What would Diogenes the Cynic, who so scorned the superficiality of his fellow Athenians that he dressed in rags and lived in a barrel in the agora, what would Diogenes have thought of the selfie generation and how would he have performed his ripostes?

What would Mary Cassatt and Frida Kahlo have made of the evolution of femininity?

Illma Gore is photographed in Brisbane
Things can be bad and good at the same time, says Gore. Photograph: Dan Peled/The Guardian

What timeless phrases could Shakespeare have conjured with lol, rizz and our endless stream of slang and buzzwords?

Gore’s far from alone in grappling with the emotional significance of this moment in history – she’s not even the first artist to play with a Boston Dynamics’ robotic dog.

Art and marketing collective MSCHF bought themselves a Spot and mounted a paintball gun on it, in what Gore describes as a valid conversation around the militarisation of robotics.

But far fewer are those committed to imagining a future with robotics and artificial intelligence that “all just works”.

Because Gore, a techno-optimist like Agnieszka Pilat – who trained Boston Dynamics’ dogs in the art of portraiture – believes things can be bad and still be getting better at the same time.

“There will be new jobs, there will be new stuff to do,” she says.

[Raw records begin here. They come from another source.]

PR #1163, opened 2020-12-17
Temporarily revert jacoco integration to unblock Edge

shahzaibj:
Edge was running into a build issue due to Jacoco...reverting the change for now....we will revisit...investigate and fix the issue and then re-enable jacoco integration. cc/ @ayushmeghwani

### DIFF
--- a/common/build.gradle
+++ b/common/build.gradle
@@ -3,12 +3,12 @@ apply plugin: 'pmd'
 apply plugin: 'checkstyle'
 apply plugin: 'maven-publish'
 apply from: 'versioning/version_tasks.gradle'
-apply plugin: 'jacoco'
+//apply plugin: 'jacoco'
 
 // To include Robolectric tests in the Jacoco report, flag -> "includeNolocationClasses" is set to true
-tasks.withType(Test) {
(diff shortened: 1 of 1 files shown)


common/build.gradle
```diff
@@ -99,10 +99,10 @@ android {
...
 
         // create separate code coverage tasks(for unitTests, androidTests and both Tests) for every build variant
-        def buildVariant = variant.name
-        createCoverageTask(buildVariant, unitTestType)
-        createCoverageTask(buildVariant, androidTestType)
-        createCoverageTask(buildVariant, bothTestType)
+//        def buildVariant = variant.name
+//        createCoverageTask(buildVariant, unitTestType)
+//        createCoverageTask(buildVariant, androidTestType)
+//        createCoverageTask(buildVariant, bothTestType)
```
AdamBJohnsonx, line 105: we should really just not create these tasks for non-debug variants.

AdamBJohnsonx (approved):

common/build.gradle
shahzaibj: Yes I will follow up with Ayush to fix this in a new PR

PR #1169, opened 2020-12-21
Set up CI with Azure Pipelines

shoatman:
Trying out new self-hosted build agent with docker and docker images already installed and pulled.


azure-pipelines.yml
```diff
@@ -0,0 +1,36 @@
...
+    echo =============================================
+    docker run --privileged --cpus="3" --memory="12g" -v "$PWD":/home/gradle/ -w /home/gradle/ authclient.azurecr.io/samples/dbi-instrumented-api30 gradle clean
+    echo =============================================
+    echo prune containers to avoid running out of disk space - shutdown containers still exist on disk
+    echo =============================================
+    docker system prune -f
+    echo =============================================
+    echo Dump environment variables for build agent
+    echo =============================================
+    env
```
AdamBJohnsonx, line 35: some reason to do this?  It seems strange.

azure-pipelines.yml
```diff
@@ -0,0 +1,36 @@
...
+- script: |
+    docker --version
+    echo =============================================
+    echo Kill all running containers if existing
+    echo =============================================
+    docker container kill $(docker ps -q)
+    echo =============================================
+    echo Run unit and instrumented inside docker container
+    echo =============================================
+    docker run --privileged --cpus="3" --memory="12g" -v "$PWD":/home/gradle/ -w /home/gradle/ authclient.azurecr.io/samples/dbi-instrumented-api30 sh scripts/run-instrumented-tests.sh
```
AdamBJohnsonx, line 21: It'd be pretty cool to cache these containers and script their creation.  So when we move to API31, all we need to do is change this number.  Can the API version be a variable?

azure-pipelines.yml
```diff
@@ -0,0 +1,36 @@
...
+  displayName: 'Build and test inside docker container'
+- script: |
+    echo =============================================
+    echo Cleaning up build output that is owned by docker user rather than agent user
+    echo =============================================
+    docker run --privileged --cpus="3" --memory="12g" -v "$PWD":/home/gradle/ -w /home/gradle/ authclient.azurecr.io/samples/dbi-instrumented-api30 gradle clean
```
AdamBJohnsonx, line 27: Yeah, if the API version and/or docker target can become variables so we don't need to keep them in sync manually that would help the next person not mess it up.

azure-pipelines.yml
shoatman: Mostly it's for debugging.  In case something unexpected happens.

azure-pipelines.yml
shoatman: I'm going to check the handlebars templates for the docker files into android-complete, but yes the docker file generation is template and you can change several different variables to produce a different image include: build tools version, api level, type of image (google_apis, default, etc), abi of image, JDK version, etc....

azure-pipelines.yml
shoatman: The images themselves are specific to API versions.  At some point I want to play with a matrix pipeline where the instrumented tests are run against multiple different docker images each with their own api level configuration.

azure-pipelines.yml
shoatman: The container image is cached in an azure container registry.  Hence the long image name which is a prefix of the azure container registry service endpoint.

scripts/run-instrumented-tests.sh
```diff
@@ -0,0 +1,13 @@
+#!/bin/bash
+echo =============================================
+echo Starting ADB Daemon
+echo =============================================
+adb start-server
+emulator @test -no-window -no-audio -wipe-data &
+sleep 30
```
AdamBJohnsonx, line 7: sleep 30 the best we can do?  Maybe something here: https://stackoverflow.com/questions/3634041/detect-when-android-emulator-is-fully-booted or here https://androidstudio.googleblog.com/2019/05/emulator-2907-canary.html ?

maybe -no-boot-anim ?

shoatman: It's a headless emulator.  adb wait-for-device was hanging so i added the sleep for now while investigating other alternatives.   
 It's not actually necessary... more a reminder to future engineers....The emulator currently starts in 1-1.5 minutes and gradle is currently looking for depedencies for at least 4 minutes.

scripts/run-instrumented-tests.sh
```diff
@@ -0,0 +1,13 @@
...
+gradle -version
```
AdamBJohnsonx, line 8: Can we make this more prominent, like including it in the banner below with backticks?

shoatman: All of the commands or something specific?  I'm fine with making all of this more prominent. :-)

azure-pipelines.yml
AdamBJohnsonx: Main feedback here is "can we put the long name into a variable in the pipeline setup file so we don't have to repeat it exactly".

azure-pipelines.yml
AdamBJohnsonx: I'm fine with the long name. ;-)

scripts/run-instrumented-tests.sh
AdamBJohnsonx: Cool.  I do like scripting that says "Sleeping for <x> <timeunits> because <reason>" so that operators reading the term know what's happening.  I'd rather have it be bulletproof so that we can't break it by fixing the build speed (in some better, future world)... what happens if it outruns the emulator, though?

AdamBJohnsonx (approved):
My comments here re all minor

scripts/run-instrumented-tests.sh
AdamBJohnsonx: It doesn't do a good job of this, but the Gradle version being run.

azure-pipelines.yml
```diff
@@ -0,0 +1,36 @@
...
+  clean: all
+steps:
+- script: |
+    docker --version
+    echo =============================================
+    echo Kill all running containers if existing
+    echo =============================================
+    docker container kill $(docker ps -q)
+    echo =============================================
+    echo Run unit and instrumented inside docker container
```
iamgusain, line 19: nit: Run unit and instrumented **tests** inside docker container

iamgusain (approved):

PR #1174, opened 2020-12-22
converting Assert.fail statements into throw new Assertion error

kkrishnareddy:
converting Assert.fail(e.getmessage()) statements into throw new AssertionError(e) whenever possible.


shahzaibj (approved):
LGTM!

PR #1180, opened 2020-12-30
Break load url loop on request completion

dabbcomputers:
Current behavior: even when the call gets completed, web view try for 50 times to search for the component in UI automation tests which slows down the system and cause timeout in tests.
Fix: if the status already returned don't call loadUrl again -- this will speed avoid unnecessary webView load url calls and improve flakyness in tests.


shoatman (approved):
lgtm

Is Gore being naive? That is a question that, for now, not even artificial intelligence can answer.

“I am an AI language model and do not have the ability to interpret the behaviour or state of mind of individuals,” was ChatGPT’s response.

But then, if the program was intent upon world domination, it would say that, wouldn’t it?

Gore’s is one of nine temporary artworks being installed in the Queen Street Mall for the street art festival which also includes permanent works being put up on walls around the city.